• 【转载】 Tensorflow Guide: Batch Normalization (tensorflow中的Batch Normalization)


    原文地址:

    http://ruishu.io/2016/12/27/batchnorm/

    ------------------------------------------------------------------------------

    Update [11-21-2017]: Please see this code snippet for my current preferred implementation.

    I recently made the switch to TensorFlow and am very happy with how easy it was to get things done using this awesome library. Tensorflow has come a long way since I first experimented with it in 2015, and I am happy to be back.

    Since I am getting myself re-acquainted with TensorFlow, I decided that I should write a post about how to do batch normalization in TensorFlow.
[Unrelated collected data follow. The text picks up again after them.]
PR #5457, opened 2022-07-19
[error] Throw proper error message when an Ndarray is passed in via ti.template

### LINKED ISSUE #5452: Got `__getitem__` error when passing ndarray as template.
**Describe the bug**
When passing ti.ndarray as template arg, and try to get item value from the arg, it reports bug as below:
`AssertionError: __getitem__ cannot be called in Taichi-scope`

**Python Script**
the python script is as below:
```py
import taichi as ti

ti.init(arch=ti.cpu)

from taichi.types import ndarray_type
from taichi.types.annotations import template

@ti.kernel
def load_item_error(arr_src : template(), arr_dst : template()):
    for i, j in ti.ndrange(*arr_src.shape):
        arr_dst[i, j] = arr_src[i, j]

@ti.kernel
def load_item_correct(arr_src : ndarray_type.ndarray(), arr_dst : ndarray_type.ndarray()):
    for i, j in ti.ndrange(*arr_src.shape):
        arr_dst[i, j] = arr_src[i, j]

arr_0 = ti.ndarray(ti.f32, shape = (5, 10))
arr_1 = ti.ndarray(ti.f32, shape = (5, 10))

# report bug
load_item_error(arr_0, arr_1)

# correct case
# load_item_correct(arr_0, arr_1)
```

If I choose the `load_item_correct` kernel, it would be right without errors, It seems like there is something wrong in template().

ailzhang:
ti.types.ndarray itself is a template type so let's throw a better error
message when users misuse it.

fixes #5452

### DIFF
--- a/python/taichi/lang/kernel_impl.py
+++ b/python/taichi/lang/kernel_impl.py
@@ -335,6 +335,10 @@ class TaichiCallableTemplateMapper:
                 return tuple(
                     TaichiCallableTemplateMapper.extract_arg(item, anno)
                     for item in arg)
+            if isinstance(arg, taichi.lang._ndarray.Ndarray):
+                raise TaichiRuntimeTypeError(
+                    'Ndarray shouldn\'t be passed in via `ti.template()`, please annotate your kernel using `ti.types.ndarray(...)` instead'
+                )
             return arg
         if isinstance(anno, texture_type.TextureType):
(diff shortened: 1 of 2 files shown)


Morcki (approved):
LGTM!
Seems friendly to taichi-newer!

It’s kind of weird that batch normalization still presents such a challenge for new TensorFlow users, especially since TensorFlow comes with invaluable functions like tf.nn.moments, tf.nn.batch_normalization, and even tf.contrib.layers.batch_norm. One would think that using batch normalization in TensorFlow will be a cinch. But alas, confusion still crops up from time to time, and the devil really lies in the details.
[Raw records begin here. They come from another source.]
PR #5458, opened 2022-07-19
[llvm] [aot] Added field tests for LLVM backend in CGraph

jim19930609:
Related issue = #4800


tests/cpp/aot/llvm/field_cgraph_test.py
```diff
@@ -0,0 +1,17 @@
...
+
+import taichi as ti
+
+parser = argparse.ArgumentParser()
+parser.add_argument("--arch", type=str)
+args = parser.parse_args()
+
+if __name__ == "__main__":
+    if args.arch == "cpu":
+        compile_field_aot(arch=ti.cpu, compile_for_cgraph=True)
```
ailzhang, line 13: aha I feel like this can be merged with `field_aot_test.cpp` with an additional command argument? ;)

ailzhang (approved):
LGTM!

tests/cpp/aot/llvm/field_cgraph_test.py
jim19930609: sounds good~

    Batch Normalization The Easy Way

    Perhaps the easiest way to use batch normalization would be to simply use the tf.contrib.layers.batch_norm layer. So let’s give that a go! Let’s get some imports and data loading out of the way first.

    import numpy as np
    import tensorflow as tf
    from tensorflow.examples.tutorials.mnist import input_data
    from utils import show_graph
    mnist = input_data.read_data_sets("MNIST_data/", one_hot=True)
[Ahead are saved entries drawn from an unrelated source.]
PR #5473, opened 2022-07-19
[bug] [llvm] Fix GEP when allocating TLS buffer in struct for

lin-hitonami:
Related issue = #4401 

Taichi allocates tls buffer in struct for by finding the alloca `%18 = alloca [1 x i8], align 8` generated by the C++ code https://github.com/taichi-dev/taichi/blob/2c793e4279808ba37462b6962465d49943fc425a/taichi/runtime/llvm/runtime_module/runtime.cpp#L1369, and changing the allocated type of it to `[tls_size x i8]` by `alloca->setAllocatedType`. After allocation, Taichi uses a GEP instruction to get the pointer to its first element. The GEP instruction was `%82 = getelementptr inbounds [1 x i8], [1 x i8]* %18, i64 0, i64 0` before changing the allocated type of the tls buffer. 

`alloca->setAllocatedType` changes the allocated type of the alloca statement, but it does not change the type of the llvm statement. Therefore, when dumping into the `.ll` file, it creates buggy GEP statement `%82 = getelementptr inbounds [1 x i8], [8 x i8]* %18, i64 0, i64 0` which can't be loaded.
image

Therefore, I create new alloca and GEP statement instead of using `alloca->setAllocatedType` in this PR.


taichi/codegen/llvm/codegen_llvm.cpp
```diff
@@ -2147,8 +2146,34 @@ void CodeGenLLVM::create_offload_struct_for(OffloadedStmt *stmt, bool spmd) {
...
+          {
+            llvm::IRBuilderBase::InsertPointGuard guard(*builder);
+            builder->SetInsertPoint(alloca);
+            auto *new_alloca = builder->CreateAlloca(new_type);
+            new_alloca->setAlignment(Align(8));
+            replaced_alloca_types += 1;
+            for (llvm::User *user : alloca->users()) {
+              if (llvm::GetElementPtrInst *gep =
+                      llvm::dyn_cast<llvm::GetElementPtrInst>(user)) {
+                if (gep->getPointerOperand() == alloca) {
```
python3kgae, line 2158: Could the pointerOperand not equal alloca?

taichi/codegen/llvm/codegen_llvm.cpp
```diff
@@ -2147,8 +2146,34 @@ void CodeGenLLVM::create_offload_struct_for(OffloadedStmt *stmt, bool spmd) {
...
+                    llvm::cast<llvm::GetElementPtrInst>(new_gep)->setIsInBounds(
+                        true);
+                    gep->replaceAllUsesWith(new_gep);
+                    gep->eraseFromParent();
+                    break;
+                  }
+                }
+              }
+            }
+            alloca->eraseFromParent();
```
python3kgae, line 2174: Are there users other than GEP?

taichi/codegen/llvm/codegen_llvm.cpp
```diff
@@ -2147,8 +2146,34 @@ void CodeGenLLVM::create_offload_struct_for(OffloadedStmt *stmt, bool spmd) {
             alloca_type->getArrayNumElements() == 1 &&
             alloca_type->getArrayElementType() == char_type) {
           auto new_type = llvm::ArrayType::get(char_type, stmt->tls_size);
-          alloca->setAllocatedType(new_type);
```
python3kgae, line 2150: Could we keep this and just setSourceElementType on all the GEP users instead of create new alloca and GEP?

lin-hitonami: I tried and it raised error because the type of the AllocaInst is still [1 × i8].

taichi/codegen/llvm/codegen_llvm.cpp
lin-hitonami: Oh maybe I can simply loop over the users of the AllocaInst instead of looping over all the instructions in the function. Thanks.

taichi/codegen/llvm/codegen_llvm.cpp
lin-hitonami: You are right, the pointerOperand must be the alloca, so this branch is redundant.

taichi/codegen/llvm/codegen_llvm.cpp
python3kgae: How about add alloca->mutateType(updatedPointerType)

lin-hitonami: It raises "isa<X>(Val) && \"cast<Ty>() argument of incompatible type!\"" when cloning the AllocaInst when cloning the module. Also, the description of `mutateType` said "Note that this is an extremely dangerous operation which can create completely invalid IR very easily. It is strongly recommended that you recreate IR objects with the right types instead of mutating them in place." so I don't think it is a good idea to use this function...

taichi/codegen/llvm/codegen_llvm.cpp
```diff
@@ -2143,37 +2142,52 @@ void CodeGenLLVM::create_offload_struct_for(OffloadedStmt *stmt, bool spmd) {
...
-
+    TI_ASSERT(num_found_alloca == 1 && alloca);
+    auto new_type = llvm::ArrayType::get(char_type, stmt->tls_size);
+    {
+      llvm::IRBuilderBase::InsertPointGuard guard(*builder);
+      builder->SetInsertPoint(alloca);
+      auto *new_alloca = builder->CreateAlloca(new_type);
+      new_alloca->setAlignment(Align(8));
+      TI_ASSERT(alloca->hasOneUse());
+      auto *gep = llvm::dyn_cast<llvm::GetElementPtrInst>(alloca->user_back());
```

    Next, we define our typical fully-connected + batch normalization + nonlinearity set-up

    def dense(x, size, scope):
        return tf.contrib.layers.fully_connected(x, size, 
                                                 activation_fn=None,
                                                 scope=scope)
    
    def dense_batch_relu(x, phase, scope):
        with tf.variable_scope(scope):
            h1 = tf.contrib.layers.fully_connected(x, 100, 
                                                   activation_fn=None,
                                                   scope='dense')
            h2 = tf.contrib.layers.batch_norm(h1, 
                                              center=True, scale=True, 
                                              is_training=phase,
                                              scope='bn')
            return tf.nn.relu(h2, 'relu')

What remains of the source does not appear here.